Dataset entries:
= Beginning of Section =
PR #1892, opened 2018-11-19
New Help page

artursmirnov:
Issue: https://github.com/travis-ci/product/issues/53


app/templates/components/travis-status.hbs
```diff
@@ -1,6 +1,6 @@
-<h3 class="footer-title">Travis CI Status</h3>
-<ul>
-  <li><div class="status-circle {{appLoading.fetchTravisStatus.last.value}}">Status:</div>
-      <a href="http://www.traviscistatus.com/">Travis CI Status</a>
-  </li>
-</ul>
+<div class="status-circle">
+  &#9679;
```
artursmirnov: Hey @backspace, what do you think about this change? It draws black dot as a symbol instead of styled div. This makes the dot size to depend on `font-size` and scale along with the label. Are there any downsides or possible regressions that comes to your mind? Thanks!

backspace: I can’t think of any problems with that approach, seems like a good solution to me. Maybe while you’re working on this you could add a tooltip or just `title` that shows the word for the status, if available? That would make it work better for people with trouble distinguishing colours. Better than that would be an icon, but that would need more input from others.

artursmirnov: @backspace thanks for response and for idea! I'll add the status description to tooltip 👍

artursmirnov: @backspace it's live in the PR deployment 🚀

backspace: Nice, it looks great to me, thank you!

artursmirnov:
@backspace this PR is mostly ready, could you please take a look once you have a chance?

app/components/zendesk-request-form.js
```diff
@@ -0,0 +1,108 @@
...
+    const { fullName: name, email } = this.auth.currentUser;
+    const { subject, description: body } = this;
+
+    try {
+      return yield $.post(`${apiHost}/${createRequestEndpoint}`, {
+        request: {
+          requester: { name, email },
+          subject,
+          comment: { body }
+        }
```
backspace: I haven’t been able to log in to Zendesk but the autoreply I received showed this as a subject:

image

That stray `}` is curious, should this maybe be `comment: body`? Just a guess.

app/routes/help.js
```diff
@@ -0,0 +1,4 @@
+import Route from '@ember/routing/route';
+
+export default Route.extend({
+});
```
backspace: I think this could be deleted 😀

app/templates/components/forms/form-select.hbs
```diff
@@ -0,0 +1 @@
+{{yield}}
```
backspace: The  `no-newline` icon here but not in the file before suggests to me your editor isn’t listening to `.editorconfig`, is that something you have set up?

app/components/zendesk-request-form.js
backspace: I was able to log in finally and the `}` isn’t there. So I’m not sure what the origin is. Maybe it’s not a problem with this code!

app/templates/components/travis-form.hbs
```diff
@@ -0,0 +1,10 @@
+<form onsubmit={{action 'submit' }} class="travis-form">
+  {{yield (hash
+    validators=validators
+    hasErrors=hasErrors
+    isValid=isValid
+    submit=(action 'submit')
+    input=(component 'forms/form-field' form=this fieldComponentName='forms/form-input')
+    textarea=(component 'forms/form-field' form=this fieldComponentName='forms/form-textarea')
+  )}}
+</form>
```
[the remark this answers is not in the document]
artursmirnov: @backspace thanks, I'm happy that you like it :) I was thinking about refactoring other forms too, but thought that it would inflate this PR. So I created a separate issue: https://github.com/travis-pro/team-teal/issues/2898 - I'm planning to implement it right after the new help page project.

app/components/travis-form.js
```diff
@@ -0,0 +1,52 @@
...
+  tagName: '',
+
+  validators,
+
+  erroredFields: filterBy('fields', 'isError', true),
+  validFields: filterBy('fields', 'isValid', true),
+
+  hasErrors: gt('erroredFields.length', 0),
+
+  isValid: computed('fields.@each', 'validFields.@each', function () {
```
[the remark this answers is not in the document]
artursmirnov: I'm not exactly sure, what's the difference between the two, although I had some problems using `[]` in the early days, so it's more like a habit :) Anyways, you're absolutely right that `.length` would work even better here 👍

app/helpers/combine-validators.js
```diff
@@ -0,0 +1,12 @@
...
+export function combineValidators(validators) {
+  return validators.reduce((previousValidator, currentValidator) => (
+    (value) => {
+      const currentValidatorResult = currentValidator(value);
+      return currentValidatorResult === true ? previousValidator(value) : currentValidatorResult;
+    }
+  ), () => true);
+}
+
+export default helper(combineValidators);
```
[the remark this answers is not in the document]
artursmirnov: The idea was to mostly use it in templates for forms definition:

```handlebars
{{#travis-form
  as |form|
}}
  {{form.input
    value=value
    validator=(combine-validators
      (form-validator form.validators.presence 'Please fill this field')
      (form-validator form.validators.regexp '[0-9]{5}' 'This field should hold 5 digits')
    onChange=(action (mut value))
  }}
{{/travis-form}}
```

I'm working on tests, will push some today, probably they will make the use cases clearer.

app/components/zendesk-request-form.js
artursmirnov: That's interesting! Thanks for pointing, I'll test more around this issue. But I don't think it's relevant to this code, because according to [Zendesk API](https://developer.zendesk.com/rest_api/docs/support/requests#create-request) `body` is nested inside `comment` 🤔

app/routes/help.js
artursmirnov: This is auto-generated by Ember CLI. Wouldn't it make sense to keep such things, in order to make sure that everything works as it was designed? For instance, you won't be able to inject a controller unless you have it explicitly generated (even empty). I can't imagine any problems with routes at the moment, but in sake of stability and upgradability I usually strive to stick with framework defaults. Does it make sense in your opinion?

app/templates/components/forms/form-select.hbs
artursmirnov: Hmm 🤔 It should be set up (I use vim), but I'll double-check.

app/templates/components/travis-form.hbs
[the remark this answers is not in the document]
backspace: Great! I agree that it’s better to keep separated.

app/routes/help.js
backspace: oh yes, I almost never use generators so I forget about these things haha. It’s not a huge deal to keep this.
= End of Section =
§ **Exercise goal**:
The full set of entries, copied exactly, is the expected answer.

§ **Result of the task**:
PR #1892, opened 2018-11-19
New Help page

artursmirnov:
Issue: https://github.com/travis-ci/product/issues/53


app/templates/components/travis-status.hbs
```diff
@@ -1,6 +1,6 @@
-<h3 class="footer-title">Travis CI Status</h3>
-<ul>
-  <li><div class="status-circle {{appLoading.fetchTravisStatus.last.value}}">Status:</div>
-      <a href="http://www.traviscistatus.com/">Travis CI Status</a>
-  </li>
-</ul>
+<div class="status-circle">
+  &#9679;
```
artursmirnov: Hey @backspace, what do you think about this change? It draws black dot as a symbol instead of styled div. This makes the dot size to depend on `font-size` and scale along with the label. Are there any downsides or possible regressions that comes to your mind? Thanks!

backspace: I can’t think of any problems with that approach, seems like a good solution to me. Maybe while you’re working on this you could add a tooltip or just `title` that shows the word for the status, if available? That would make it work better for people with trouble distinguishing colours. Better than that would be an icon, but that would need more input from others.

artursmirnov: @backspace thanks for response and for idea! I'll add the status description to tooltip 👍

artursmirnov: @backspace it's live in the PR deployment 🚀

backspace: Nice, it looks great to me, thank you!

artursmirnov:
@backspace this PR is mostly ready, could you please take a look once you have a chance?

app/components/zendesk-request-form.js
```diff
@@ -0,0 +1,108 @@
...
+    const { fullName: name, email } = this.auth.currentUser;
+    const { subject, description: body } = this;
+
+    try {
+      return yield $.post(`${apiHost}/${createRequestEndpoint}`, {
+        request: {
+          requester: { name, email },
+          subject,
+          comment: { body }
+        }
```
backspace: I haven’t been able to log in to Zendesk but the autoreply I received showed this as a subject:

image

That stray `}` is curious, should this maybe be `comment: body`? Just a guess.

app/routes/help.js
```diff
@@ -0,0 +1,4 @@
+import Route from '@ember/routing/route';
+
+export default Route.extend({
+});
```
backspace: I think this could be deleted 😀

app/templates/components/forms/form-select.hbs
```diff
@@ -0,0 +1 @@
+{{yield}}
```
backspace: The  `no-newline` icon here but not in the file before suggests to me your editor isn’t listening to `.editorconfig`, is that something you have set up?

app/components/zendesk-request-form.js
backspace: I was able to log in finally and the `}` isn’t there. So I’m not sure what the origin is. Maybe it’s not a problem with this code!

app/templates/components/travis-form.hbs
```diff
@@ -0,0 +1,10 @@
+<form onsubmit={{action 'submit' }} class="travis-form">
+  {{yield (hash
+    validators=validators
+    hasErrors=hasErrors
+    isValid=isValid
+    submit=(action 'submit')
+    input=(component 'forms/form-field' form=this fieldComponentName='forms/form-input')
+    textarea=(component 'forms/form-field' form=this fieldComponentName='forms/form-textarea')
+  )}}
+</form>
```
[the remark this answers is not in the document]
artursmirnov: @backspace thanks, I'm happy that you like it :) I was thinking about refactoring other forms too, but thought that it would inflate this PR. So I created a separate issue: https://github.com/travis-pro/team-teal/issues/2898 - I'm planning to implement it right after the new help page project.

app/components/travis-form.js
```diff
@@ -0,0 +1,52 @@
...
+  tagName: '',
+
+  validators,
+
+  erroredFields: filterBy('fields', 'isError', true),
+  validFields: filterBy('fields', 'isValid', true),
+
+  hasErrors: gt('erroredFields.length', 0),
+
+  isValid: computed('fields.@each', 'validFields.@each', function () {
```
[the remark this answers is not in the document]
artursmirnov: I'm not exactly sure, what's the difference between the two, although I had some problems using `[]` in the early days, so it's more like a habit :) Anyways, you're absolutely right that `.length` would work even better here 👍

app/helpers/combine-validators.js
```diff
@@ -0,0 +1,12 @@
...
+export function combineValidators(validators) {
+  return validators.reduce((previousValidator, currentValidator) => (
+    (value) => {
+      const currentValidatorResult = currentValidator(value);
+      return currentValidatorResult === true ? previousValidator(value) : currentValidatorResult;
+    }
+  ), () => true);
+}
+
+export default helper(combineValidators);
```
[the remark this answers is not in the document]
artursmirnov: The idea was to mostly use it in templates for forms definition:

```handlebars
{{#travis-form
  as |form|
}}
  {{form.input
    value=value
    validator=(combine-validators
      (form-validator form.validators.presence 'Please fill this field')
      (form-validator form.validators.regexp '[0-9]{5}' 'This field should hold 5 digits')
    onChange=(action (mut value))
  }}
{{/travis-form}}
```

I'm working on tests, will push some today, probably they will make the use cases clearer.

app/components/zendesk-request-form.js
artursmirnov: That's interesting! Thanks for pointing, I'll test more around this issue. But I don't think it's relevant to this code, because according to [Zendesk API](https://developer.zendesk.com/rest_api/docs/support/requests#create-request) `body` is nested inside `comment` 🤔

app/routes/help.js
artursmirnov: This is auto-generated by Ember CLI. Wouldn't it make sense to keep such things, in order to make sure that everything works as it was designed? For instance, you won't be able to inject a controller unless you have it explicitly generated (even empty). I can't imagine any problems with routes at the moment, but in sake of stability and upgradability I usually strive to stick with framework defaults. Does it make sense in your opinion?

app/templates/components/forms/form-select.hbs
artursmirnov: Hmm 🤔 It should be set up (I use vim), but I'll double-check.

app/templates/components/travis-form.hbs
[the remark this answers is not in the document]
backspace: Great! I agree that it’s better to keep separated.

app/routes/help.js
backspace: oh yes, I almost never use generators so I forget about these things haha. It’s not a huge deal to keep this.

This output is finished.